• _Problem description_
Everything from the line containing "The 'disabled' attribute" through the line containing "Your solution works" in the listing below should be copied exactly, and nothing more.

• _Records supplied_
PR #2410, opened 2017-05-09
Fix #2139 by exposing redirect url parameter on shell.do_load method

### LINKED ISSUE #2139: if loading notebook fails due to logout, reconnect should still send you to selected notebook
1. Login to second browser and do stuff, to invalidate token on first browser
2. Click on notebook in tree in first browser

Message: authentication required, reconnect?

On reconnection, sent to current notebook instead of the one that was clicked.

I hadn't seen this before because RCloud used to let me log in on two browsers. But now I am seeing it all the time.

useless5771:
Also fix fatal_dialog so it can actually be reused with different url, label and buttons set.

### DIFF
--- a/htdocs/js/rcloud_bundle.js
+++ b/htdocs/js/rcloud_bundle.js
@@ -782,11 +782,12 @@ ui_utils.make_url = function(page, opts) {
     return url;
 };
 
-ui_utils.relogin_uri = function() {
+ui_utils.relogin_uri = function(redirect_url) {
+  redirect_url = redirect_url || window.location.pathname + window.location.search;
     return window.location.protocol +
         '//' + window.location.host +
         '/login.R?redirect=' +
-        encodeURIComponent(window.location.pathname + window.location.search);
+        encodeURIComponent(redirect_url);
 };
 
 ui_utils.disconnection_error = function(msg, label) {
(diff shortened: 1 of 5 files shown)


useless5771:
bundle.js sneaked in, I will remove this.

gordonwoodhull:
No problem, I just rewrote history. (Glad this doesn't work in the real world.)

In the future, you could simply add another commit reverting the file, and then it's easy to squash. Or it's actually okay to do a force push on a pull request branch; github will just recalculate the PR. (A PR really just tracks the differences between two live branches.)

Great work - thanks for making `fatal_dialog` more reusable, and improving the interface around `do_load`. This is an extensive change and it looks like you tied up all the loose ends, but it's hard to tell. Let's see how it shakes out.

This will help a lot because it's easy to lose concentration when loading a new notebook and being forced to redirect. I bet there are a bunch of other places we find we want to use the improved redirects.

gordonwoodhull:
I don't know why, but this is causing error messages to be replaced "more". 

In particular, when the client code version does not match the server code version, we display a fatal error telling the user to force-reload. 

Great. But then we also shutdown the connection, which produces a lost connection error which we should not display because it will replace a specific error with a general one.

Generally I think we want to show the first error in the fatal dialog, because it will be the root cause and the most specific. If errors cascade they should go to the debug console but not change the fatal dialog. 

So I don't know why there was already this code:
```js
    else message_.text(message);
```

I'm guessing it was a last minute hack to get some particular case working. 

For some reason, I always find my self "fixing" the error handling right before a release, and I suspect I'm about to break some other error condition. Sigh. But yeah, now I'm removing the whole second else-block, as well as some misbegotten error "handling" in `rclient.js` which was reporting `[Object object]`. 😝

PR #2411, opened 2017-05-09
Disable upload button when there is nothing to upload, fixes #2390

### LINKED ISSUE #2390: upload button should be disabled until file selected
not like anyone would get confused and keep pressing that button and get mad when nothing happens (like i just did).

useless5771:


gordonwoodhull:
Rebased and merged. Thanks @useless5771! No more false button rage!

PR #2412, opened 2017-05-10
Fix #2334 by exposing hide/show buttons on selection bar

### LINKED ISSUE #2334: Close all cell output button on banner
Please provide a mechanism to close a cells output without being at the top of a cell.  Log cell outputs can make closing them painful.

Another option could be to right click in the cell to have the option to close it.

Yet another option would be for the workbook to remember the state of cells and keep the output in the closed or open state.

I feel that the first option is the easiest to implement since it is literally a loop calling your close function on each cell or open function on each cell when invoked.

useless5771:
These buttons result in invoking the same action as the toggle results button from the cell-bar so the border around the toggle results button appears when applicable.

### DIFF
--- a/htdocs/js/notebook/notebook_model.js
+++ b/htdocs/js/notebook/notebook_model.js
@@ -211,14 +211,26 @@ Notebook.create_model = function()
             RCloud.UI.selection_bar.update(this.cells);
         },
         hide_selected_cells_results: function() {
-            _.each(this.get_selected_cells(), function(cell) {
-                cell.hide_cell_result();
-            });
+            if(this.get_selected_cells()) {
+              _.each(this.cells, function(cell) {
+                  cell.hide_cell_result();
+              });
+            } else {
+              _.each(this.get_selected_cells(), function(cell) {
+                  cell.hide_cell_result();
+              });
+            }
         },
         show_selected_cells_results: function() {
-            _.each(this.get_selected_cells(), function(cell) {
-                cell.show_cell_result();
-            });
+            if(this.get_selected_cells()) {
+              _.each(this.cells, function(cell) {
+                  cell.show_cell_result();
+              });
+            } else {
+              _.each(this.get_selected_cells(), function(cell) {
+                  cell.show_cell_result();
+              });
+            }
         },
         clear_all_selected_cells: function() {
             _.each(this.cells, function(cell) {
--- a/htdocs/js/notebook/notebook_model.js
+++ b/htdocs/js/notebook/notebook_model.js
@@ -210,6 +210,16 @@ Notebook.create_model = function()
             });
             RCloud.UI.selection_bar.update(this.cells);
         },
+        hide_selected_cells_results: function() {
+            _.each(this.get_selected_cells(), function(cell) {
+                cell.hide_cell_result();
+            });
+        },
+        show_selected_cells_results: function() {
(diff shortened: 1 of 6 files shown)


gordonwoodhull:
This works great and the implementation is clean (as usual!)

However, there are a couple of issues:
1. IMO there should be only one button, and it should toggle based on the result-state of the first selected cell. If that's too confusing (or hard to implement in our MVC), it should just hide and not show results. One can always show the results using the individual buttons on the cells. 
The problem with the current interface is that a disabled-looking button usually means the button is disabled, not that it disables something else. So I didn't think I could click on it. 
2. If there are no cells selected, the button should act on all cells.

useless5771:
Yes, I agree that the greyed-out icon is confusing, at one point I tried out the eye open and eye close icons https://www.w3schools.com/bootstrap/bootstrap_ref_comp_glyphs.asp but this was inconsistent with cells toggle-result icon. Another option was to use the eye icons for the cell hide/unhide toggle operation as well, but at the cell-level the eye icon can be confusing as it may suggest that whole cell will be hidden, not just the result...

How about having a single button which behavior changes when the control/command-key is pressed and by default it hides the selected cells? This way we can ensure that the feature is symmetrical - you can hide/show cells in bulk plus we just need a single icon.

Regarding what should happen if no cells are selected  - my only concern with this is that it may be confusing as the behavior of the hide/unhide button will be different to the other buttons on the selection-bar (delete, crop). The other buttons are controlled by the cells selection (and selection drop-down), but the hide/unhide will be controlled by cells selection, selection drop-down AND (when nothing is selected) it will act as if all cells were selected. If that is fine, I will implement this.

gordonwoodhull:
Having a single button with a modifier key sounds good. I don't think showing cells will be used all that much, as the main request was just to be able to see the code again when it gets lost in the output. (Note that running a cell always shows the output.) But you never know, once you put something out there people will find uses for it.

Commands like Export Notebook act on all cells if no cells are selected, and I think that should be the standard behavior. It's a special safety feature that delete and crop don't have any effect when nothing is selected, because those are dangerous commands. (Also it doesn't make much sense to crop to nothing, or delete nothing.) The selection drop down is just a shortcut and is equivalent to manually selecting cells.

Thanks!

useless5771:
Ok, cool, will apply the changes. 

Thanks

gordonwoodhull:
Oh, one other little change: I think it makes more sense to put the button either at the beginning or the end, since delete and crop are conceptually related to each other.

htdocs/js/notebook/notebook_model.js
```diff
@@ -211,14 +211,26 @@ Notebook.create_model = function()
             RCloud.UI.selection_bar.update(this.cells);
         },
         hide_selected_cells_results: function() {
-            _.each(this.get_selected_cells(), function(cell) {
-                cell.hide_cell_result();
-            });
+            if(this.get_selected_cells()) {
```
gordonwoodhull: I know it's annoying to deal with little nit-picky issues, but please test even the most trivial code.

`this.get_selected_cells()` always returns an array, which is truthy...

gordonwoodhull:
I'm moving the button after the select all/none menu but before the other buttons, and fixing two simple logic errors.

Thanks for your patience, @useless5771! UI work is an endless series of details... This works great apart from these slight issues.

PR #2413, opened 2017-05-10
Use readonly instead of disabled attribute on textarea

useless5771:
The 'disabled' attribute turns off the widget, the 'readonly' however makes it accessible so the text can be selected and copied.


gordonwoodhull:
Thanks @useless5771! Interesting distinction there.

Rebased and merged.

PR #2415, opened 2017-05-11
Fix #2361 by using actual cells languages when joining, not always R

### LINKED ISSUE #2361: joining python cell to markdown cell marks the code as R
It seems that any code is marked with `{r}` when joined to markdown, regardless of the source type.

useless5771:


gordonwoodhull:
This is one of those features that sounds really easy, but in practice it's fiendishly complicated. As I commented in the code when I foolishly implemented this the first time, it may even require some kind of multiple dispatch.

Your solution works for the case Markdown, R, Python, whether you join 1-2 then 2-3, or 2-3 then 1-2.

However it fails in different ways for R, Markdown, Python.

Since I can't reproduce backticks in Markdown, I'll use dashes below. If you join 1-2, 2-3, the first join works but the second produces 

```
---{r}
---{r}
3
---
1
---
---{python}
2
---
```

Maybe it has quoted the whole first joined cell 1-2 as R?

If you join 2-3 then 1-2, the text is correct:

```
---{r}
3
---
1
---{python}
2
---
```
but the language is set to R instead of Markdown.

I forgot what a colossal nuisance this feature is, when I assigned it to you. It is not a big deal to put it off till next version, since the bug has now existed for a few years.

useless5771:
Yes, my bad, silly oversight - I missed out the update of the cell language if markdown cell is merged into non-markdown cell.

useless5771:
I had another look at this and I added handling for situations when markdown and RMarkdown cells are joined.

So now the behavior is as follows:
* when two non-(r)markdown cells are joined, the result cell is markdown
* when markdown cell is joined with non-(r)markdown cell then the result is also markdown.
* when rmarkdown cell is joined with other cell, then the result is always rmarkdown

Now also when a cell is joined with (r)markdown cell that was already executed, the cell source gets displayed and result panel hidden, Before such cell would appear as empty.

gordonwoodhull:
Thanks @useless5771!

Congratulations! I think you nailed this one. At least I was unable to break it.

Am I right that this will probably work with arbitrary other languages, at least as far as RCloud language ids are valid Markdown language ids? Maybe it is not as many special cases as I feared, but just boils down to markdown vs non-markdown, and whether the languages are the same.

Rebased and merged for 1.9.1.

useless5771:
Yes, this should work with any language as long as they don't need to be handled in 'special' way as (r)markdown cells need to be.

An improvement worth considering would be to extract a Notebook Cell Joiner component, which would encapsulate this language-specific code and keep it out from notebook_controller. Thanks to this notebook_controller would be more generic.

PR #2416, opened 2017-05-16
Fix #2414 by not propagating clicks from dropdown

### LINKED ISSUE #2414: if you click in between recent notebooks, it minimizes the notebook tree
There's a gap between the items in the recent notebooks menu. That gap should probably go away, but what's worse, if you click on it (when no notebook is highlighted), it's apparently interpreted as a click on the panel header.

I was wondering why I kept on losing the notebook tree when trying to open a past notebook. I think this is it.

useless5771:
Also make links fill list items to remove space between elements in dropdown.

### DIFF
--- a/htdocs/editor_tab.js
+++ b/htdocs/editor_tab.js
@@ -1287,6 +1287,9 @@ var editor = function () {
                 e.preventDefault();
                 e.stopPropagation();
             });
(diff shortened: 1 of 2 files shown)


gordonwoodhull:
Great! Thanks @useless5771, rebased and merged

• _Output of the exercise_
The 'disabled' attribute turns off the widget, the 'readonly' however makes it accessible so the text can be selected and copied.


gordonwoodhull:
Thanks @useless5771! Interesting distinction there.

Rebased and merged.

PR #2415, opened 2017-05-11
Fix #2361 by using actual cells languages when joining, not always R

### LINKED ISSUE #2361: joining python cell to markdown cell marks the code as R
It seems that any code is marked with `{r}` when joined to markdown, regardless of the source type.

useless5771:


gordonwoodhull:
This is one of those features that sounds really easy, but in practice it's fiendishly complicated. As I commented in the code when I foolishly implemented this the first time, it may even require some kind of multiple dispatch.

Your solution works for the case Markdown, R, Python, whether you join 1-2 then 2-3, or 2-3 then 1-2.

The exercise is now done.